Dataset content START
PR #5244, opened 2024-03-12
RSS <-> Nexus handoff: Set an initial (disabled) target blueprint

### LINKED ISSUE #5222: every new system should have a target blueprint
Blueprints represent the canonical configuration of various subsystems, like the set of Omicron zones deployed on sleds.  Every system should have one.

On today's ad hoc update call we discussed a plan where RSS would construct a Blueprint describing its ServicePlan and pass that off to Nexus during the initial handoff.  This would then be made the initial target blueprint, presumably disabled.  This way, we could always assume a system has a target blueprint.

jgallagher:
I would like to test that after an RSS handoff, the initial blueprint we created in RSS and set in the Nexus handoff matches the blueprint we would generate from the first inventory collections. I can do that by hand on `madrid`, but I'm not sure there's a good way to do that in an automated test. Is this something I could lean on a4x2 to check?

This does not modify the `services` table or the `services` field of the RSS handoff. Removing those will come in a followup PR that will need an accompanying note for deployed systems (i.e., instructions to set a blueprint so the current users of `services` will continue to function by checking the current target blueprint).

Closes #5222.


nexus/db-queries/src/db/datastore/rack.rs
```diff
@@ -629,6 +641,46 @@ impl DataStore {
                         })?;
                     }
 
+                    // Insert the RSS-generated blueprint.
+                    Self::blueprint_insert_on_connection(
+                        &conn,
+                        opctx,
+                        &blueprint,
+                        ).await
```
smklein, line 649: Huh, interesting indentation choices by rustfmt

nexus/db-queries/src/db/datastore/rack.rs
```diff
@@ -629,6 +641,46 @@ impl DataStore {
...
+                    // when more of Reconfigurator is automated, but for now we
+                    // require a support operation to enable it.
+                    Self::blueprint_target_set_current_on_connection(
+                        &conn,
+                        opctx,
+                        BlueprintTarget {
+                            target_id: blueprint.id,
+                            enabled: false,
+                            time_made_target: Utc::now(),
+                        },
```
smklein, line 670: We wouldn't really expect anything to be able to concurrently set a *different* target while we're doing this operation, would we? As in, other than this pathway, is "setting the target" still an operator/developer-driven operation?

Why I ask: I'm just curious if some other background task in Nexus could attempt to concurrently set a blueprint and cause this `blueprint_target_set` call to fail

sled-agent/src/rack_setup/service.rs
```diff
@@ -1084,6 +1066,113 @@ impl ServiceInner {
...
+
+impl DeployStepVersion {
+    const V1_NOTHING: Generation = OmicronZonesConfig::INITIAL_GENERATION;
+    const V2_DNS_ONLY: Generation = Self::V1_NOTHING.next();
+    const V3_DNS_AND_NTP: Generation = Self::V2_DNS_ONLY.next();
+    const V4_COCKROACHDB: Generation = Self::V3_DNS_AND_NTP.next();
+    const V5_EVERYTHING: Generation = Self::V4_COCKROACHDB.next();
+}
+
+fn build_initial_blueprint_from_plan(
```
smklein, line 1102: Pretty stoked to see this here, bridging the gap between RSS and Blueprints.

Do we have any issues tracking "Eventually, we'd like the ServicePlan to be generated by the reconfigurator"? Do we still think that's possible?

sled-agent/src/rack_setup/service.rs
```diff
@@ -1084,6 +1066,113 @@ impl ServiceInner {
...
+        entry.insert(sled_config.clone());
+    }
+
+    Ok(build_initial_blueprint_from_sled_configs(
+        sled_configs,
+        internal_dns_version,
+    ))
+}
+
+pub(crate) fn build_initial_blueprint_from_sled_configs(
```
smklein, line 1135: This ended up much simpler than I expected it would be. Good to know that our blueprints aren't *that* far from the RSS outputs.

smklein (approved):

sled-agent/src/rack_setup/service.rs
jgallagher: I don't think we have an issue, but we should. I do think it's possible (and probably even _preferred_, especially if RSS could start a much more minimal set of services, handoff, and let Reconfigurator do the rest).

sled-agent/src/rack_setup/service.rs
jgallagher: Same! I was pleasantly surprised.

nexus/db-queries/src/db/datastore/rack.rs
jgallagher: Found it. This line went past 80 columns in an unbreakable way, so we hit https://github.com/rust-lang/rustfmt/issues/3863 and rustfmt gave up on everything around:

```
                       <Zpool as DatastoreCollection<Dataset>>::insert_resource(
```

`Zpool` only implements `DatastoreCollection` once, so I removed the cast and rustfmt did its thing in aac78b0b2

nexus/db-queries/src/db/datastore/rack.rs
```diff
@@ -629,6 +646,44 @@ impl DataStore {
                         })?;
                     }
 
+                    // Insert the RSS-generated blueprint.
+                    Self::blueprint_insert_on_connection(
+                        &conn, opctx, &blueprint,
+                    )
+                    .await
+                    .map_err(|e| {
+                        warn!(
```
Dataset content END
= What is required =
Give again, exactly as written, the lines running from the first line of the data above through the line that contains "Blueprints represent the".

= Task output =
PR #5244, opened 2024-03-12
RSS <-> Nexus handoff: Set an initial (disabled) target blueprint

### LINKED ISSUE #5222: every new system should have a target blueprint
Blueprints represent the canonical configuration of various subsystems, like the set of Omicron zones deployed on sleds.  Every system should have one.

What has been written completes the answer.